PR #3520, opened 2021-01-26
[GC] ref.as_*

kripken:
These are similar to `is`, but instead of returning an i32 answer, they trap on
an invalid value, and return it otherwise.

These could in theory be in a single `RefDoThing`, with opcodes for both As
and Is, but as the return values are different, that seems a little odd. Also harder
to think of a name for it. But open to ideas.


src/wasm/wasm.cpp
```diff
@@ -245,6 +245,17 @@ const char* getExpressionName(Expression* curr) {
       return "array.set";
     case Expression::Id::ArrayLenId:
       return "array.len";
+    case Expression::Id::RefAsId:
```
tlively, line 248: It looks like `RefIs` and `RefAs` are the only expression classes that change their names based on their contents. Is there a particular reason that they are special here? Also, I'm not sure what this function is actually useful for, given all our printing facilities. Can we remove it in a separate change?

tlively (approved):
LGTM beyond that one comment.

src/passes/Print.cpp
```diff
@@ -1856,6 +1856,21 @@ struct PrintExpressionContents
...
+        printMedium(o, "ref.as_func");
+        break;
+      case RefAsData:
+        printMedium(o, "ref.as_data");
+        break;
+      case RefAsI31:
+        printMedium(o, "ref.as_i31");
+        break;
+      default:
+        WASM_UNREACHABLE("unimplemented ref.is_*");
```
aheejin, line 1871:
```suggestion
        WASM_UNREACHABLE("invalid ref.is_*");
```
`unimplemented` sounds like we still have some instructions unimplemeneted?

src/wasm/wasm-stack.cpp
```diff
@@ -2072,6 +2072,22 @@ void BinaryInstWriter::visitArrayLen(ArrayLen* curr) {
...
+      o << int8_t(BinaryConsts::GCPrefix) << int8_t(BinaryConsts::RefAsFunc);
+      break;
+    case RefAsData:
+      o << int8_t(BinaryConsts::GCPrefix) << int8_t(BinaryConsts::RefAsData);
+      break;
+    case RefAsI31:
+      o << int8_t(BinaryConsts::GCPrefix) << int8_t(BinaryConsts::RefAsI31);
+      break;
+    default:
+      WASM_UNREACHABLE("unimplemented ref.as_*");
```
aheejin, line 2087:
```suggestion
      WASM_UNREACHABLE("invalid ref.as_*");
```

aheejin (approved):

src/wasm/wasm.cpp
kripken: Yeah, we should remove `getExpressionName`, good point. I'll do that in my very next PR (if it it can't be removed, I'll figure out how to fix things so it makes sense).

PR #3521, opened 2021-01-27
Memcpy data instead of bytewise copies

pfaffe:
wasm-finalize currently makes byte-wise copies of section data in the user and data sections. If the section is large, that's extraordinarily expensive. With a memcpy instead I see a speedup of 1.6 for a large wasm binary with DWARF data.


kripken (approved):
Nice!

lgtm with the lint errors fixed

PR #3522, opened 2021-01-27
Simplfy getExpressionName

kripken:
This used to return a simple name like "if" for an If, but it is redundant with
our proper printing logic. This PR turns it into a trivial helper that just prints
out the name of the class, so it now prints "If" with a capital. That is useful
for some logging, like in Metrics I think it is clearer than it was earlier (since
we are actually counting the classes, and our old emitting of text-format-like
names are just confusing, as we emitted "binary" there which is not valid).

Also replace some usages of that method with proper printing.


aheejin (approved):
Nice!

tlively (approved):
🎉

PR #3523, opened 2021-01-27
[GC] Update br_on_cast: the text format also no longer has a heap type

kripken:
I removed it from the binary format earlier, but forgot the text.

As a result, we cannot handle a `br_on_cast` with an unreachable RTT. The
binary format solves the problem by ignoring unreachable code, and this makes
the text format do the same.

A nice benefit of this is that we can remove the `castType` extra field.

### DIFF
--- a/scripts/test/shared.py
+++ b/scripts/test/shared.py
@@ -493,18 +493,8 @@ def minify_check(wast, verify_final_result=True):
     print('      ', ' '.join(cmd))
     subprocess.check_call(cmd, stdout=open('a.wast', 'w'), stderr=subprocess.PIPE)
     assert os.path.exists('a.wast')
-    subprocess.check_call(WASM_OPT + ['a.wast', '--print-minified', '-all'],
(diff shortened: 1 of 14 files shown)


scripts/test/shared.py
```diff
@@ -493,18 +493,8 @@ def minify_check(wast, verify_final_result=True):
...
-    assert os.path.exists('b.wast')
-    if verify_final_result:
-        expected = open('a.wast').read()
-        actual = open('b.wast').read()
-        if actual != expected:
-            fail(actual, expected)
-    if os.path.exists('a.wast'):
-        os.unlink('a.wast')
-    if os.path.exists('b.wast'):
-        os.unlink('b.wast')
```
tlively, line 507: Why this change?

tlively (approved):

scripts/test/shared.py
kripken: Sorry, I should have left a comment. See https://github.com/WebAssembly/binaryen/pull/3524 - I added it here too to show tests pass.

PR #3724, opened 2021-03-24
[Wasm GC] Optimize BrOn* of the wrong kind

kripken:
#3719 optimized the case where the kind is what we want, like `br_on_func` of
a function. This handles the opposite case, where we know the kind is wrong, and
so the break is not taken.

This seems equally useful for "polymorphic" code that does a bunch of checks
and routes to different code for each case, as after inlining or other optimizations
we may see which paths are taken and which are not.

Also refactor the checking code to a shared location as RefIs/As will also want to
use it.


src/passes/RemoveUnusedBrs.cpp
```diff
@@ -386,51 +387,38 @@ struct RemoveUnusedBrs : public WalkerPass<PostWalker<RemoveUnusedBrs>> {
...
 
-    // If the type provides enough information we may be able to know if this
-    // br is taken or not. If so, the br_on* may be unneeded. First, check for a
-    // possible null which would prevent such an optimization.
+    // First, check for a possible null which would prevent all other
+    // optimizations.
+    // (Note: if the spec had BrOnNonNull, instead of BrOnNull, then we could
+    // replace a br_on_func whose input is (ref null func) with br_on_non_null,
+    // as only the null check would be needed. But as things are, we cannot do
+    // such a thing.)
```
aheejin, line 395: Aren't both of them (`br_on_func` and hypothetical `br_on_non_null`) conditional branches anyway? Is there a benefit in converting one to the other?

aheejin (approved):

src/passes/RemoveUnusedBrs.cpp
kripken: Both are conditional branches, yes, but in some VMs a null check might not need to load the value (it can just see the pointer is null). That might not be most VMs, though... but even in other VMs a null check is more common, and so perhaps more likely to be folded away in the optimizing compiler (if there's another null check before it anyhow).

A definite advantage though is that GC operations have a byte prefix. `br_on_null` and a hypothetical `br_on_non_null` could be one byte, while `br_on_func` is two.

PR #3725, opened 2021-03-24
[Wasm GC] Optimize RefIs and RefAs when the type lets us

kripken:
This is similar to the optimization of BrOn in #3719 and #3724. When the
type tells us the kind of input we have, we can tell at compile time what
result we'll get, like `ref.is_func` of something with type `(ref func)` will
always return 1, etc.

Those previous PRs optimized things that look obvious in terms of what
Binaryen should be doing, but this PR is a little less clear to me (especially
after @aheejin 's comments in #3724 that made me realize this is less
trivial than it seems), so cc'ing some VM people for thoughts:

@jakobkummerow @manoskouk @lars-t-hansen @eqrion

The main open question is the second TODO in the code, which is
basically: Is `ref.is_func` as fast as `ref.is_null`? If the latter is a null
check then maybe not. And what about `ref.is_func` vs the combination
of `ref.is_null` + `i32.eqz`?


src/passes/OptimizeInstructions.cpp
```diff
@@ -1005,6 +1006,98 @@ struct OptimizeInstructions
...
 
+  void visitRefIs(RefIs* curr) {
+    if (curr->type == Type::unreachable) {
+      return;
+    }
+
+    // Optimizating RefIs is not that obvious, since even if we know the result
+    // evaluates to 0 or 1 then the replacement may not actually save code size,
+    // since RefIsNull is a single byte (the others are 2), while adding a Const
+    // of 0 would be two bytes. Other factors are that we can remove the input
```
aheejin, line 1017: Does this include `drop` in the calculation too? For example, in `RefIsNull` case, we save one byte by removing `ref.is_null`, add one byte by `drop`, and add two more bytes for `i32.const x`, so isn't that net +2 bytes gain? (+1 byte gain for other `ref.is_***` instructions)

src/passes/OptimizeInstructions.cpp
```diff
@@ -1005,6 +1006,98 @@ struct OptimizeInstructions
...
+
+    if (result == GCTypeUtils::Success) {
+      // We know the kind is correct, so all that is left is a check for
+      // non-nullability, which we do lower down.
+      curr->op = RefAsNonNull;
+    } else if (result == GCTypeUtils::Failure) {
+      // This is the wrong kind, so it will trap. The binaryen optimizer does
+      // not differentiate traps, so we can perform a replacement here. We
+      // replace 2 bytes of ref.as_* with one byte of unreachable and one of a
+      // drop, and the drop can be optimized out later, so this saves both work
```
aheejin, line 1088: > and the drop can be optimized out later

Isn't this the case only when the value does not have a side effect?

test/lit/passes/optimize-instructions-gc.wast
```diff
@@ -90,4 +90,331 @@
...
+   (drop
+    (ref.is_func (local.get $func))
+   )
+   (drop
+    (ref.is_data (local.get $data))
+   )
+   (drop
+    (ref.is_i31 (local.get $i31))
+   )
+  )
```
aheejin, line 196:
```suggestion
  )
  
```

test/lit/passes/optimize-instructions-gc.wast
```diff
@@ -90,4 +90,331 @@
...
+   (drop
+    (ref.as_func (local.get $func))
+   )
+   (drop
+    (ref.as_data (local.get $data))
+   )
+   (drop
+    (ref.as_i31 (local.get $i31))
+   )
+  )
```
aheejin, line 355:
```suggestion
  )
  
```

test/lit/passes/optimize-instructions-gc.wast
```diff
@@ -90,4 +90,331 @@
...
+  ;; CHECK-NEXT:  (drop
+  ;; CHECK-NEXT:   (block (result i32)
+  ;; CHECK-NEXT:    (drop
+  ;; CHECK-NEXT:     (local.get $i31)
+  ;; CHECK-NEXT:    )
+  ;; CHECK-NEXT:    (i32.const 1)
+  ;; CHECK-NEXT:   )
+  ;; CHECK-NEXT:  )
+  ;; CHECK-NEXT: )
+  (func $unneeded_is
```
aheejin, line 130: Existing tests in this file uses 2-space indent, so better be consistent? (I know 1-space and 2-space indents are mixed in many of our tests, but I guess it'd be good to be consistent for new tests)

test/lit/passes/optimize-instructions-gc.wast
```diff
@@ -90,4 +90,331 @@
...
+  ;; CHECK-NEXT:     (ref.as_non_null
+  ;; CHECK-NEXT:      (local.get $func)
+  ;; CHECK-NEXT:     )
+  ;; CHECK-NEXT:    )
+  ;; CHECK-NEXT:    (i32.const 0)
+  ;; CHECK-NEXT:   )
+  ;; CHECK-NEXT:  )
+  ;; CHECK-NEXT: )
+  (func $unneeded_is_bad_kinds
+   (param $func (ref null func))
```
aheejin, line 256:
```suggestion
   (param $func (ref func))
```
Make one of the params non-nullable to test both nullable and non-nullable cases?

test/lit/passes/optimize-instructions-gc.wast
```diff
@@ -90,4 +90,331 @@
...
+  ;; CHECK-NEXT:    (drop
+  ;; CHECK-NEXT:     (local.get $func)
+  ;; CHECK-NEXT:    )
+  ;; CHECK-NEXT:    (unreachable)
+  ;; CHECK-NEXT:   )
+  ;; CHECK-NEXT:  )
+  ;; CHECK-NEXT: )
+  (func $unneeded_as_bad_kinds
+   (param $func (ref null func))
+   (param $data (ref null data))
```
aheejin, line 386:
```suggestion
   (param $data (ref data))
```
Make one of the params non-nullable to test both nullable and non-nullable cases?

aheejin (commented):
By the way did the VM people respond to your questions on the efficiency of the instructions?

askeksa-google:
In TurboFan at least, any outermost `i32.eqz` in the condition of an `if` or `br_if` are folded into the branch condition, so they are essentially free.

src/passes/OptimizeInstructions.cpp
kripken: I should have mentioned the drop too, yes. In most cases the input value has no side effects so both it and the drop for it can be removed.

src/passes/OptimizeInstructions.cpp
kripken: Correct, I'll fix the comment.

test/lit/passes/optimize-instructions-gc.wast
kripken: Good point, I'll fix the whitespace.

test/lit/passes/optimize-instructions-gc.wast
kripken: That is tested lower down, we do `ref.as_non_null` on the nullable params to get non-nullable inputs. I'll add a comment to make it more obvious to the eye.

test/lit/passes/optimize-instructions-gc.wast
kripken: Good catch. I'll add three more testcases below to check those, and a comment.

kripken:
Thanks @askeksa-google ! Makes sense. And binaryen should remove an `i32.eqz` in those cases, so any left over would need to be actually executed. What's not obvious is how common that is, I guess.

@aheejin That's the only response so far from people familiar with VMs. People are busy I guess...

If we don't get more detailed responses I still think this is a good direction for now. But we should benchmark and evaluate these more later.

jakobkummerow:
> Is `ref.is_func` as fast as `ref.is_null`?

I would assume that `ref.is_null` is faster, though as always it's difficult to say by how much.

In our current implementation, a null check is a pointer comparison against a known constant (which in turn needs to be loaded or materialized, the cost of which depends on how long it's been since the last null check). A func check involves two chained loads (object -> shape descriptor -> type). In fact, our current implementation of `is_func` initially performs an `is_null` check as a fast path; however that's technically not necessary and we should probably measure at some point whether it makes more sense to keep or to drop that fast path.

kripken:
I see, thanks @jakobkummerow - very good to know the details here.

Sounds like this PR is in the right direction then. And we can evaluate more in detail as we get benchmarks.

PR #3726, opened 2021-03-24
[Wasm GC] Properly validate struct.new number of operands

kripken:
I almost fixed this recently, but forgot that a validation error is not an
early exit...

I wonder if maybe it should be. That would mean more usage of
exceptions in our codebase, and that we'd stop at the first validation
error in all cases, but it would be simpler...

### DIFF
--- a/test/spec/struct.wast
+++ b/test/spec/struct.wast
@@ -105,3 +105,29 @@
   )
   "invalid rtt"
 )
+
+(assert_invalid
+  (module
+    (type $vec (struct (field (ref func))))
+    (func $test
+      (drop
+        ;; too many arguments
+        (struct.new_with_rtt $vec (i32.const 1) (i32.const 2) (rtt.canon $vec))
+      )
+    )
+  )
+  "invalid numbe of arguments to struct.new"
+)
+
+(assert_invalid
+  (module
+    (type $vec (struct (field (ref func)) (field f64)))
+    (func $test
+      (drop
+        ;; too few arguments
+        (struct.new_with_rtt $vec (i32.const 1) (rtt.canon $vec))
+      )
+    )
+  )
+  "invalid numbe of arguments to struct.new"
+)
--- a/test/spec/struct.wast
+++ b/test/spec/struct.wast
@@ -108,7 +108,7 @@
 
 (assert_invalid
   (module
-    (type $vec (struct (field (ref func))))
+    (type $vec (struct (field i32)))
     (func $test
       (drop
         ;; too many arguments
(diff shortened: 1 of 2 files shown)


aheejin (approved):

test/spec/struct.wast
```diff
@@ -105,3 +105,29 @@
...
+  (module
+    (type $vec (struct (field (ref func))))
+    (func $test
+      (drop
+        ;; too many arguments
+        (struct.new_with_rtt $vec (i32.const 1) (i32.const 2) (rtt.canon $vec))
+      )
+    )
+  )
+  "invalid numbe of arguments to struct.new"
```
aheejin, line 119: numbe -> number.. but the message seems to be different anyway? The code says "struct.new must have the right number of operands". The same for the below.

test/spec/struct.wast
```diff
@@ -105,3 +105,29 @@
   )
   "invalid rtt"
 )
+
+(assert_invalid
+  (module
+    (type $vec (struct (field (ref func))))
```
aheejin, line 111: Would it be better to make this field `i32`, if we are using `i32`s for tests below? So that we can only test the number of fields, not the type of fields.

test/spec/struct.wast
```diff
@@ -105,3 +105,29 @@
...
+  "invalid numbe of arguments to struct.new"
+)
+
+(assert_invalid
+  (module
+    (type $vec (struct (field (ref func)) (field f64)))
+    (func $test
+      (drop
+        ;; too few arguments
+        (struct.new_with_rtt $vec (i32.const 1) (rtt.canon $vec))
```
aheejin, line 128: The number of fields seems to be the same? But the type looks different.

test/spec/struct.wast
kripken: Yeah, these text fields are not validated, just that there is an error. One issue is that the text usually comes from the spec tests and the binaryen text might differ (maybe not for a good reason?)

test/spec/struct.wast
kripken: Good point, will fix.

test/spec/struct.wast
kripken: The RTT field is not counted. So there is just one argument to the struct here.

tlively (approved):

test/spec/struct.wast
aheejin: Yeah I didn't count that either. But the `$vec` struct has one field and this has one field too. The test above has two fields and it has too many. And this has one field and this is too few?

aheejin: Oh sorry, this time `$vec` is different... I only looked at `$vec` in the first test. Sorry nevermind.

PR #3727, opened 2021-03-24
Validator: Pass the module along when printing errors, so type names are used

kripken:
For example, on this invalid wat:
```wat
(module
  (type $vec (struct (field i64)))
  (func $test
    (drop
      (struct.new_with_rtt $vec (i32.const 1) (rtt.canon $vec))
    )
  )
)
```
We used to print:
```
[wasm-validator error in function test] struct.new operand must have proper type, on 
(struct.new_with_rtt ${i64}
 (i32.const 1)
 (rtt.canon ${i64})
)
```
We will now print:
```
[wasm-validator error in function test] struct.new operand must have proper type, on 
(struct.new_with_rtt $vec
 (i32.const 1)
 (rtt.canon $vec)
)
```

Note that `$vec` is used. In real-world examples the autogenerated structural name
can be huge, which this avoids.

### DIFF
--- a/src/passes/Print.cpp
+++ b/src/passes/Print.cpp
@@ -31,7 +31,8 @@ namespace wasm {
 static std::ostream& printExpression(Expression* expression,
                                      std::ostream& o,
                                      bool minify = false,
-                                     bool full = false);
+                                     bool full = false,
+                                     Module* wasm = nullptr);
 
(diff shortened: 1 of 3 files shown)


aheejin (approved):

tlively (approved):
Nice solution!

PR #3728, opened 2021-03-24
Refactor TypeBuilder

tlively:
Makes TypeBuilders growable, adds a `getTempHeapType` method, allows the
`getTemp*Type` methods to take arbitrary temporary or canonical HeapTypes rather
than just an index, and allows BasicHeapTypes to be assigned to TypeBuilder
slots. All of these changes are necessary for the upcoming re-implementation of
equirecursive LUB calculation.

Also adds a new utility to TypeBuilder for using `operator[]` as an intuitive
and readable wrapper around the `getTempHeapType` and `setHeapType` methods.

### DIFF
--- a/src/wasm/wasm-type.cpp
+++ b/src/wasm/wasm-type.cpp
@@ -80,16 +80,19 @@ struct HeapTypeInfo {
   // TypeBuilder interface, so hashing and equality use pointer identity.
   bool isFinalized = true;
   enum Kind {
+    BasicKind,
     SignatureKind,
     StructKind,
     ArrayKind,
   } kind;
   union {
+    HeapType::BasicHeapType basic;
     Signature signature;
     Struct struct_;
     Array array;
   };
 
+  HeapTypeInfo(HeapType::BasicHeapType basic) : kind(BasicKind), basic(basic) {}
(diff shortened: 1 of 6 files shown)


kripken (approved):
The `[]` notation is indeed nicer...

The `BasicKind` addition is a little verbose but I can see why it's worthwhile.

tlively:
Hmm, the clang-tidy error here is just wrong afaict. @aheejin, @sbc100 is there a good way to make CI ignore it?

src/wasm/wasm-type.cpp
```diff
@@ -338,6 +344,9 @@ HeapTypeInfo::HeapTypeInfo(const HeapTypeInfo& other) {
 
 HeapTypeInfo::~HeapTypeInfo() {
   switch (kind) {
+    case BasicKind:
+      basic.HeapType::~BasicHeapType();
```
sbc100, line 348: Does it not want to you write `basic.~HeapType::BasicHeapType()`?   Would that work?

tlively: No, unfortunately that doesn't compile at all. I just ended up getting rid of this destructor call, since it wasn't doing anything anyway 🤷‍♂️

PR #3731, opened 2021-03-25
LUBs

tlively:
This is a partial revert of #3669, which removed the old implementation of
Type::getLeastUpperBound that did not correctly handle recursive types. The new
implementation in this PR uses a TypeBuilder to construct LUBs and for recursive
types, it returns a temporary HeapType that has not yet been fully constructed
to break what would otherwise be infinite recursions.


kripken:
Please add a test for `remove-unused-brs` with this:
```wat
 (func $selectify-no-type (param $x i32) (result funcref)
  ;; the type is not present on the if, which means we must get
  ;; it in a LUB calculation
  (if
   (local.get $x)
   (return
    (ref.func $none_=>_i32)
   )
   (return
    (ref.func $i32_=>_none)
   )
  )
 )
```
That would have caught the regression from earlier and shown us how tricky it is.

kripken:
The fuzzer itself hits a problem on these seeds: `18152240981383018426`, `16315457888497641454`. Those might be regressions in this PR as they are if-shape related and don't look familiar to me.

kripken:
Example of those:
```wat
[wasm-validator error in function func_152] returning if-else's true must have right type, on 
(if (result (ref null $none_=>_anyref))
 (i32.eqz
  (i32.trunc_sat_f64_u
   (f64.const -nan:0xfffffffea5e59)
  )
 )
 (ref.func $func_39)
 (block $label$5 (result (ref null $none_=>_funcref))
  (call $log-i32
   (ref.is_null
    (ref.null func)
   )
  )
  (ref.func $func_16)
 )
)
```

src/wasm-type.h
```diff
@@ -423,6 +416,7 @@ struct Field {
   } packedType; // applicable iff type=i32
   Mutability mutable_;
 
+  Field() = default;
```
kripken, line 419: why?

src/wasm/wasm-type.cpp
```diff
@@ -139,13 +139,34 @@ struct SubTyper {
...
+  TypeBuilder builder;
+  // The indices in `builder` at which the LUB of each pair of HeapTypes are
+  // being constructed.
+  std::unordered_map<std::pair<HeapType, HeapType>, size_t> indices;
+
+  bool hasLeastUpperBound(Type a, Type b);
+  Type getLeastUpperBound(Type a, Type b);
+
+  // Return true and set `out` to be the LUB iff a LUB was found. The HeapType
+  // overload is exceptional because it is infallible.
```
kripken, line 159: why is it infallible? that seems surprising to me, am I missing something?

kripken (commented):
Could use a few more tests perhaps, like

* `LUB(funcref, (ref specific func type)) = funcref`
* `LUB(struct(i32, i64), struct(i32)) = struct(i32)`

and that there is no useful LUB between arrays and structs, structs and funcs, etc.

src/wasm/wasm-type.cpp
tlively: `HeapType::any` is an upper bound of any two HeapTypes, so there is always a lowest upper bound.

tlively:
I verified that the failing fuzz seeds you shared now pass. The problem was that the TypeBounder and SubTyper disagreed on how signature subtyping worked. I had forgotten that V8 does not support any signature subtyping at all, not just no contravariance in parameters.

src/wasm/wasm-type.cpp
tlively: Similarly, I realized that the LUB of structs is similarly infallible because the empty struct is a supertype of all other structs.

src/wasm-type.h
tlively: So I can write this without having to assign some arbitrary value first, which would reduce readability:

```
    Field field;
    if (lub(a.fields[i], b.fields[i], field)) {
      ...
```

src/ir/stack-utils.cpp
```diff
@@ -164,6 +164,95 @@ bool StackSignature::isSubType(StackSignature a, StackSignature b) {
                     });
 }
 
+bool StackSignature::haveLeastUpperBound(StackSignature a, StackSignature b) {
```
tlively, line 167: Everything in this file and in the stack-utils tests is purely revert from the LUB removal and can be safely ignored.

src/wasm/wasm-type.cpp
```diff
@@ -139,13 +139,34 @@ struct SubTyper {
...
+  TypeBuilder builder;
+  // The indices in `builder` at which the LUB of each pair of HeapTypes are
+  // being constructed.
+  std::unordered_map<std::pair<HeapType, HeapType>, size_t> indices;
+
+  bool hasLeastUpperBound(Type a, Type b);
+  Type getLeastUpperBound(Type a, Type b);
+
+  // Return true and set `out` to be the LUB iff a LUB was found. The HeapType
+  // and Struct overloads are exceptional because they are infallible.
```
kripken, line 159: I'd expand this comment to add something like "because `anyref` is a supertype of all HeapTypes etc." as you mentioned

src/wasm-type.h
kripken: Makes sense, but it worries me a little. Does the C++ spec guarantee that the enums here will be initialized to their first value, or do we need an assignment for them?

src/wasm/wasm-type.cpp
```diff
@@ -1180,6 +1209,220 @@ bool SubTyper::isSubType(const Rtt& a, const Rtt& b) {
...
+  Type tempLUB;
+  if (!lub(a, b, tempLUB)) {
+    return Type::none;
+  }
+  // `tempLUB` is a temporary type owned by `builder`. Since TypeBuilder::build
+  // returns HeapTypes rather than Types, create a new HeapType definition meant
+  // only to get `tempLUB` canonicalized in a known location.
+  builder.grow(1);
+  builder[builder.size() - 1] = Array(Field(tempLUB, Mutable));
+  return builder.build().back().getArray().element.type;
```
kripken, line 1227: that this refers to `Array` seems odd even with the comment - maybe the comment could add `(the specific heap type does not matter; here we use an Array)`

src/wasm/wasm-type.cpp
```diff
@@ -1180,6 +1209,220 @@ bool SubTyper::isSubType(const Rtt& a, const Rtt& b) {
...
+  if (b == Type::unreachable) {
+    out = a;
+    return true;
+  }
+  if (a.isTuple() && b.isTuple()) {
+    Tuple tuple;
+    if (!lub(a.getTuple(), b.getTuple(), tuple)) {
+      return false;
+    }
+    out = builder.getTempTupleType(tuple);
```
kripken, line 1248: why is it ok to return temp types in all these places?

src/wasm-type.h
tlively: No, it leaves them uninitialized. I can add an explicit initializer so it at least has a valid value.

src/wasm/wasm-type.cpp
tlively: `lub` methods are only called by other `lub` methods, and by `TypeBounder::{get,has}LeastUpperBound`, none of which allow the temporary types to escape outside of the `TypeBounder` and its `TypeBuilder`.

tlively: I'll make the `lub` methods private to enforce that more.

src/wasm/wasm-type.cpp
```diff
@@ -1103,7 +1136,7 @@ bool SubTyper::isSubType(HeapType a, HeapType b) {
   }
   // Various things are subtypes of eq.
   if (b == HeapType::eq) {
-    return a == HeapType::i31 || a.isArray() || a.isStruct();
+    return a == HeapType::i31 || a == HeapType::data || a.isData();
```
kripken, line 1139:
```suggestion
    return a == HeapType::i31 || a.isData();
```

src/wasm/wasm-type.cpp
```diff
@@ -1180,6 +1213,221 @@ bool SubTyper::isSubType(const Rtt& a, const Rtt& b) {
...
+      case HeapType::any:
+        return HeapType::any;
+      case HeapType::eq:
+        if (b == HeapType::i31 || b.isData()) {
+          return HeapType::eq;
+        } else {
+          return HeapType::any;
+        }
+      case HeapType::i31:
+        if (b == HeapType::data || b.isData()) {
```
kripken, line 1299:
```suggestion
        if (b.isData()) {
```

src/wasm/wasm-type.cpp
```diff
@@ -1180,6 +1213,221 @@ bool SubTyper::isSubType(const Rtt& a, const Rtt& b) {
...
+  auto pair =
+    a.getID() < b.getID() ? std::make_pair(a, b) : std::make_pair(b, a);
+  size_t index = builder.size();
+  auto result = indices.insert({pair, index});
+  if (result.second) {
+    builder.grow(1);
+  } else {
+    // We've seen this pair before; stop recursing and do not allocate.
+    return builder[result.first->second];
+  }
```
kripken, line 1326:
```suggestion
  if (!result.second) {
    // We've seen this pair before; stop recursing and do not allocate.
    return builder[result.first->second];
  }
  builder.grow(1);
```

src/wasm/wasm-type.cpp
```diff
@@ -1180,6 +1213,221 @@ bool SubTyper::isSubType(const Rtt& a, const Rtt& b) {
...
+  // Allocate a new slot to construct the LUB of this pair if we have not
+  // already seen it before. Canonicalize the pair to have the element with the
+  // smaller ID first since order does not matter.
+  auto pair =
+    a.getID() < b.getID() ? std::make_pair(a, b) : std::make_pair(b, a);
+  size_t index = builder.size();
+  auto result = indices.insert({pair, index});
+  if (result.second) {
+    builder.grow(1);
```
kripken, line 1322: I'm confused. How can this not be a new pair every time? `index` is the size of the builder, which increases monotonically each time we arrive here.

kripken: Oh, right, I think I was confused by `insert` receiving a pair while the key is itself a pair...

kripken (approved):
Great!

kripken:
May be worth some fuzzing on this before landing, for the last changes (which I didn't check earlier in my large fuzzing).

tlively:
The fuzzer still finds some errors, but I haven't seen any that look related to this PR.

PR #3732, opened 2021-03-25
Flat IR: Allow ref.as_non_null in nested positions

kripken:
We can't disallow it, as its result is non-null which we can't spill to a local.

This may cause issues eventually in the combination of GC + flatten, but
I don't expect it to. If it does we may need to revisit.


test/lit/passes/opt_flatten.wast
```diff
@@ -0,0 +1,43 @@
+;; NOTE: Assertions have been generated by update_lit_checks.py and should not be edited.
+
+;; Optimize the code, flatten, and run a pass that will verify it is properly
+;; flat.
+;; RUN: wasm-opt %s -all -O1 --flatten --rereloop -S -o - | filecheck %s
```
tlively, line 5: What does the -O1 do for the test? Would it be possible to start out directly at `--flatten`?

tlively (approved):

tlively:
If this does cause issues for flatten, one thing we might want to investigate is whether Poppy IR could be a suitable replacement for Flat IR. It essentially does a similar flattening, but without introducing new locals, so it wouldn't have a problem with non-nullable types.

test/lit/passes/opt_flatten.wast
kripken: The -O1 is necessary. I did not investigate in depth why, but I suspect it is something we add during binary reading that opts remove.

◆ ◆ ◆ ◆

## Task goal
Transcribe the material exactly, stopping after the "LGTM beyond that one comment." line.

## Response
PR #3520, opened 2021-01-26
[GC] ref.as_*

kripken:
These are similar to `is`, but instead of returning an i32 answer, they trap on
an invalid value, and return it otherwise.

These could in theory be in a single `RefDoThing`, with opcodes for both As
and Is, but as the return values are different, that seems a little odd. Also harder
to think of a name for it. But open to ideas.


src/wasm/wasm.cpp
```diff
@@ -245,6 +245,17 @@ const char* getExpressionName(Expression* curr) {
       return "array.set";
     case Expression::Id::ArrayLenId:
       return "array.len";
+    case Expression::Id::RefAsId:
```
tlively, line 248: It looks like `RefIs` and `RefAs` are the only expression classes that change their names based on their contents. Is there a particular reason that they are special here? Also, I'm not sure what this function is actually useful for, given all our printing facilities. Can we remove it in a separate change?

tlively (approved):
LGTM beyond that one comment.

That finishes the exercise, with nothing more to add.